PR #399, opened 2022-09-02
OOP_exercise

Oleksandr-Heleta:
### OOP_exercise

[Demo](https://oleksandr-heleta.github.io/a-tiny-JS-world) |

--

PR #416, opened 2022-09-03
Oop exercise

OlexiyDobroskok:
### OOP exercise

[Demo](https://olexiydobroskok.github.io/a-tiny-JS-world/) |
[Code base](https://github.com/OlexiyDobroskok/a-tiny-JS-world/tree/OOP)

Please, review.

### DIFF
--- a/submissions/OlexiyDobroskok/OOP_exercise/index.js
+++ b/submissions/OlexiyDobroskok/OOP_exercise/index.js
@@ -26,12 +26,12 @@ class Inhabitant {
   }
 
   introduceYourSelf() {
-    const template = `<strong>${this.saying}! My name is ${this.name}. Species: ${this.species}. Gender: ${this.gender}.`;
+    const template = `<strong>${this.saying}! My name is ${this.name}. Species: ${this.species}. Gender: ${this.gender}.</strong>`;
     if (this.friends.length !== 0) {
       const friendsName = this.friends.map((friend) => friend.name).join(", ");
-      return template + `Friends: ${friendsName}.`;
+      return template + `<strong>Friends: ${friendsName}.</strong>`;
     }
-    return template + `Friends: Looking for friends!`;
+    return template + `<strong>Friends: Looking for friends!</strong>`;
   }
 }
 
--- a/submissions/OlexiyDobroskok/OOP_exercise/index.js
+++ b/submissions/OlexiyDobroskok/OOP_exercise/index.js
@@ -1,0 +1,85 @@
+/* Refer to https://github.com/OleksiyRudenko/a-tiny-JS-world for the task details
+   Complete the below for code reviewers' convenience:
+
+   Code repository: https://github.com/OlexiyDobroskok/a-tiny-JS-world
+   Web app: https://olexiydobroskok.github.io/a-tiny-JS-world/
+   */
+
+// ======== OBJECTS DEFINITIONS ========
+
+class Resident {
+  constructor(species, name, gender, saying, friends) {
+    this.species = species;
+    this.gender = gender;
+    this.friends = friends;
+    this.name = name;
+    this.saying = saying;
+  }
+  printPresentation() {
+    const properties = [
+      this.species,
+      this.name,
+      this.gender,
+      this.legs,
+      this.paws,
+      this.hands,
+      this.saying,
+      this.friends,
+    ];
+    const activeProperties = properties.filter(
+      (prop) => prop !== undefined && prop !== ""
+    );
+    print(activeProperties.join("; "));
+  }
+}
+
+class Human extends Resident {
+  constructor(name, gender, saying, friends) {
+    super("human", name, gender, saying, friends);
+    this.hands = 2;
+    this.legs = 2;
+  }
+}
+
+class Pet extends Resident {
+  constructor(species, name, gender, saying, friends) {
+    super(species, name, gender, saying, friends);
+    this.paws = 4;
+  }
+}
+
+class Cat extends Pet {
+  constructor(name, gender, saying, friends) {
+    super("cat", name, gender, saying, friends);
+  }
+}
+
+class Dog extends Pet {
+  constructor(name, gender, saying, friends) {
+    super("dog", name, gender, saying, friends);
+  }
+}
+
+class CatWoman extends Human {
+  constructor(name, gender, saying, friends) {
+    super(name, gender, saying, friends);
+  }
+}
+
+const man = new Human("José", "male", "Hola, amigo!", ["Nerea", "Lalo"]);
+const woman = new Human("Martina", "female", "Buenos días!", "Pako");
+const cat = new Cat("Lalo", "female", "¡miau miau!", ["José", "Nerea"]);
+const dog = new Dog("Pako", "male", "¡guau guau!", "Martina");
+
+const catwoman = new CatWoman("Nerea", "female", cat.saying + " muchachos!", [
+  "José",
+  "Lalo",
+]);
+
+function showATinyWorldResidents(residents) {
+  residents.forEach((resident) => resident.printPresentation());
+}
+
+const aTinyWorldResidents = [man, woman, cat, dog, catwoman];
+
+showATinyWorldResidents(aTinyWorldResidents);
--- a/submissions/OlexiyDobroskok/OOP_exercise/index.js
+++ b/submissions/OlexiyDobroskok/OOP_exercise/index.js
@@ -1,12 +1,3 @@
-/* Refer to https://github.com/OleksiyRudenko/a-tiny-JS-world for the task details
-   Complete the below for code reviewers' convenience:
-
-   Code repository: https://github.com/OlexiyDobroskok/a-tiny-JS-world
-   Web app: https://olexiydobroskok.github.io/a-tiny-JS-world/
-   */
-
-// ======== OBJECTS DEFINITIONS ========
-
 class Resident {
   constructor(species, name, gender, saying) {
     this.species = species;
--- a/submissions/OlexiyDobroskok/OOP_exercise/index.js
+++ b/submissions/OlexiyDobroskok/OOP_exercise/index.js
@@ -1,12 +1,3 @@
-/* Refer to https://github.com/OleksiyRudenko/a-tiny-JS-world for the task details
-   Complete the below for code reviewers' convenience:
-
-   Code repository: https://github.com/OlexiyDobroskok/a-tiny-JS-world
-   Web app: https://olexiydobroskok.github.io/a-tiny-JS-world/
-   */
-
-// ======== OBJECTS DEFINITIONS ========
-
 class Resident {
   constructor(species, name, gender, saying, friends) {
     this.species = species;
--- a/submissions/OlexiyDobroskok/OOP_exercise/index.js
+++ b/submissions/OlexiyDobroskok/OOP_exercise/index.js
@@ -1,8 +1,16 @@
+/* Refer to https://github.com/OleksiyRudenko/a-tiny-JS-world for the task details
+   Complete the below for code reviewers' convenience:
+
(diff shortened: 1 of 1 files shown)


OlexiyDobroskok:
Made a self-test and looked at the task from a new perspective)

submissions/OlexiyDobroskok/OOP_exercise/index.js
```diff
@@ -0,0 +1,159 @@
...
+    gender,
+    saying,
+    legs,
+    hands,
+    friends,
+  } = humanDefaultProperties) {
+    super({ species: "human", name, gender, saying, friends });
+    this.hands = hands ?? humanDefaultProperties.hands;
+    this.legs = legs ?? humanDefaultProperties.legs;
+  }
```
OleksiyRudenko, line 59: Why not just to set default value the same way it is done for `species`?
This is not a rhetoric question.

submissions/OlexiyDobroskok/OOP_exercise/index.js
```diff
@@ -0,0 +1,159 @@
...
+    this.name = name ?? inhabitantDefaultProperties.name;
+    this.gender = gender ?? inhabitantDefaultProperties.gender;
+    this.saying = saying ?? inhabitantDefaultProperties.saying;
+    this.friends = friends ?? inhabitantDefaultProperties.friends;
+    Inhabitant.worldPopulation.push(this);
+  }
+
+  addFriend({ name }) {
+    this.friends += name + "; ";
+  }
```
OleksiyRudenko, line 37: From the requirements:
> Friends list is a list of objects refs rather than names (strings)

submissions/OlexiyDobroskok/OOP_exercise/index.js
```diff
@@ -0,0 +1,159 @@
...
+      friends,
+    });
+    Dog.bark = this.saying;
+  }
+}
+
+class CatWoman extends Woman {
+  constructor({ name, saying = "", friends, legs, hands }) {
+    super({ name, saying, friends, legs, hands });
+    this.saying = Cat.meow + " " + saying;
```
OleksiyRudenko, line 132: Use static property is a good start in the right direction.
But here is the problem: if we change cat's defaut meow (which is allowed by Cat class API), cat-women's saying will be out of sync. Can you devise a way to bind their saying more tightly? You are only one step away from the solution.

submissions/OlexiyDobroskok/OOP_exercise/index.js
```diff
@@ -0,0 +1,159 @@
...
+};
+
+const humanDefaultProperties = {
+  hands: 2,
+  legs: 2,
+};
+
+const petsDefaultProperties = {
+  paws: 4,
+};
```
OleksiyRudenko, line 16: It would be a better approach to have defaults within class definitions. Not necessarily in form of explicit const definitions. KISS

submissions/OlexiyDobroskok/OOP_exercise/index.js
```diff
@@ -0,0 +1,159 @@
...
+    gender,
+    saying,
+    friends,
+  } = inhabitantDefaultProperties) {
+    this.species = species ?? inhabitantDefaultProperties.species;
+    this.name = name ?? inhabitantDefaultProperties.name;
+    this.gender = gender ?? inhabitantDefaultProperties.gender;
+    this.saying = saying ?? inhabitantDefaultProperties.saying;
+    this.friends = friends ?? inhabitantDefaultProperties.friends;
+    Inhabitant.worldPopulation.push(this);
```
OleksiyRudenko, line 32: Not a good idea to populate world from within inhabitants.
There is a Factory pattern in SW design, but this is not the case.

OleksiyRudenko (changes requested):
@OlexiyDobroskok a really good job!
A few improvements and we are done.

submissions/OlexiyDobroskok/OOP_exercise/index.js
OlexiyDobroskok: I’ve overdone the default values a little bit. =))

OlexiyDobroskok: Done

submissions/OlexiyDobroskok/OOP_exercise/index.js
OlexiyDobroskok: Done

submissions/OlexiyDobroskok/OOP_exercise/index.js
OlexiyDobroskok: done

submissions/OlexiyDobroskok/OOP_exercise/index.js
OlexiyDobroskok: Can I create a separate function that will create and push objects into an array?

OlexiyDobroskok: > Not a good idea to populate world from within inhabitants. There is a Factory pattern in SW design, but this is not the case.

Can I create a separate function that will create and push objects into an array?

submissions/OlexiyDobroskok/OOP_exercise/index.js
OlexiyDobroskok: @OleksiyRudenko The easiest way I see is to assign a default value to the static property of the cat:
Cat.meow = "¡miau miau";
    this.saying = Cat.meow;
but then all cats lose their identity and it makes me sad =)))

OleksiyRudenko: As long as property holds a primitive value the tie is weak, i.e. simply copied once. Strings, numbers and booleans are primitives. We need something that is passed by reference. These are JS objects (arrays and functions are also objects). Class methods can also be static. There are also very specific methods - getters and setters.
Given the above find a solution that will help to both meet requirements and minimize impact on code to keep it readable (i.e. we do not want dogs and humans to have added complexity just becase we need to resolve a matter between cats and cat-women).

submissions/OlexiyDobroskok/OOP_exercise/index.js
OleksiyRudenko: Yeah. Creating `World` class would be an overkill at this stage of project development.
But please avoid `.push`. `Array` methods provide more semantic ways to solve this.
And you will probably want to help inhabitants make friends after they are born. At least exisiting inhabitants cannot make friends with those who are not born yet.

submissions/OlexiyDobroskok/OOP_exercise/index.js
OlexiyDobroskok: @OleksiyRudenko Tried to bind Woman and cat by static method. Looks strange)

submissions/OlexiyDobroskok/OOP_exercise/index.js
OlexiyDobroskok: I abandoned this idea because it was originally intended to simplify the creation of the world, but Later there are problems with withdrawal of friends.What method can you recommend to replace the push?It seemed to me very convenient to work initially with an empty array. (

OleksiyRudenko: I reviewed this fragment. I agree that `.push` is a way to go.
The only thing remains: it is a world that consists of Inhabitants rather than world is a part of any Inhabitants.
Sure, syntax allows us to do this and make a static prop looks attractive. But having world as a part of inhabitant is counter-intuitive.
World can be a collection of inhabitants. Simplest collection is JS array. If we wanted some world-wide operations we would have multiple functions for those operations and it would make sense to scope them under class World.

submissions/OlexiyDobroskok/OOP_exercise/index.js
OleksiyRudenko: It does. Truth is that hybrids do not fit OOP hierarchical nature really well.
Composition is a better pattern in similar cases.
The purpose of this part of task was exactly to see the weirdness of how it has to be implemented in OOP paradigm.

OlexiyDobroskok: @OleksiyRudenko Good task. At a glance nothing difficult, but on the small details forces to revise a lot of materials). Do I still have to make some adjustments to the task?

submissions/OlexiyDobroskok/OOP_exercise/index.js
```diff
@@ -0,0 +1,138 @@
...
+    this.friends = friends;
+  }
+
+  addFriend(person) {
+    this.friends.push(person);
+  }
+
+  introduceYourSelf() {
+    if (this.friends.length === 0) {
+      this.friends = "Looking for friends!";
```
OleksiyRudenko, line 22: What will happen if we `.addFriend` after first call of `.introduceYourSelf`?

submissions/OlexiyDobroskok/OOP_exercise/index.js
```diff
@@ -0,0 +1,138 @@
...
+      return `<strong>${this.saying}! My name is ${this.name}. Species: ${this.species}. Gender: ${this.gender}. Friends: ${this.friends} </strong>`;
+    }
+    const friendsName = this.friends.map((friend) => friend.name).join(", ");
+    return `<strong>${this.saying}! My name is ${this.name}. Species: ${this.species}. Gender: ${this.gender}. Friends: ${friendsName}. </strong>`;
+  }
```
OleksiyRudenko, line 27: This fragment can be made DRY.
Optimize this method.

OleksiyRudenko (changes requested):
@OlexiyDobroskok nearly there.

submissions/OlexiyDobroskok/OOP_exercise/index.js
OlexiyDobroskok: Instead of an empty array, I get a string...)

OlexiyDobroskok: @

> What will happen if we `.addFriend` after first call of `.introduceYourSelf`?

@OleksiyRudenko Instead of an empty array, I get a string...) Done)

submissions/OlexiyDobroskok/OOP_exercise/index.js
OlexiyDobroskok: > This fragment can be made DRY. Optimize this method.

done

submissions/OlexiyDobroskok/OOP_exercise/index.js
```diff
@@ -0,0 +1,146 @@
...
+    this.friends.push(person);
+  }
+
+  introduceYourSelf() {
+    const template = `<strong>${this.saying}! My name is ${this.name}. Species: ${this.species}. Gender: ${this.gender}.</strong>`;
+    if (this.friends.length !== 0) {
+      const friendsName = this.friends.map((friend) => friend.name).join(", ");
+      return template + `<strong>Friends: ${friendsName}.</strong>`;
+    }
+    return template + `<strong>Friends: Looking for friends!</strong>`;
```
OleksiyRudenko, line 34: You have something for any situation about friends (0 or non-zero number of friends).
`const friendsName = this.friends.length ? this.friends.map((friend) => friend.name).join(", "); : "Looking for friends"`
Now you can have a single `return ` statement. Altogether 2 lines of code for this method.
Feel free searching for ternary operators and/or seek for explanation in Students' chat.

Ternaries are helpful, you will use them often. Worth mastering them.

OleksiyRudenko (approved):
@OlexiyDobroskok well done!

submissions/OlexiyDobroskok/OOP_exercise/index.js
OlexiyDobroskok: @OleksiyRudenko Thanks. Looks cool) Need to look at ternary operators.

* * *

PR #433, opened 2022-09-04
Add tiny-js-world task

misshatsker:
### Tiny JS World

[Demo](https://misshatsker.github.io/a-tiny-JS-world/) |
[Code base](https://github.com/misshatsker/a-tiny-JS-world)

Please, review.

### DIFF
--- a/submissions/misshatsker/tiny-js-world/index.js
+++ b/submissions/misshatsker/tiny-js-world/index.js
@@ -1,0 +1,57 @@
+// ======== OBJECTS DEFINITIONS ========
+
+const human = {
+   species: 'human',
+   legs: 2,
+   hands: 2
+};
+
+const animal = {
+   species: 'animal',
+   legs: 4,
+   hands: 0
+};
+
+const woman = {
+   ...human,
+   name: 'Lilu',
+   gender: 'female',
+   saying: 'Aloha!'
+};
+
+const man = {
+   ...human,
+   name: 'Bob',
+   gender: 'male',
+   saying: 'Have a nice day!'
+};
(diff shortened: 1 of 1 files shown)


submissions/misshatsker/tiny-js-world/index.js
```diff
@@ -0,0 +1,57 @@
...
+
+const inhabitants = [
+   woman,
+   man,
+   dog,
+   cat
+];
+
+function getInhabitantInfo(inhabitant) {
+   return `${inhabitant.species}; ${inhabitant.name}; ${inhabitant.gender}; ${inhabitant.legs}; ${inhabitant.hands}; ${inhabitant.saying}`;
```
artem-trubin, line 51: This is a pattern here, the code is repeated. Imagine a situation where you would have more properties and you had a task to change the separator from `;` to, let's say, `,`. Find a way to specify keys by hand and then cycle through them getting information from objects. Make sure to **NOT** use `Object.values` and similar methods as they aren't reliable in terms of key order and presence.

• [ACTIVITY]
A bare number is the whole answer: how many lines in the listing hold the string "Martina".

• [OUTPUT OF THE TASK]
2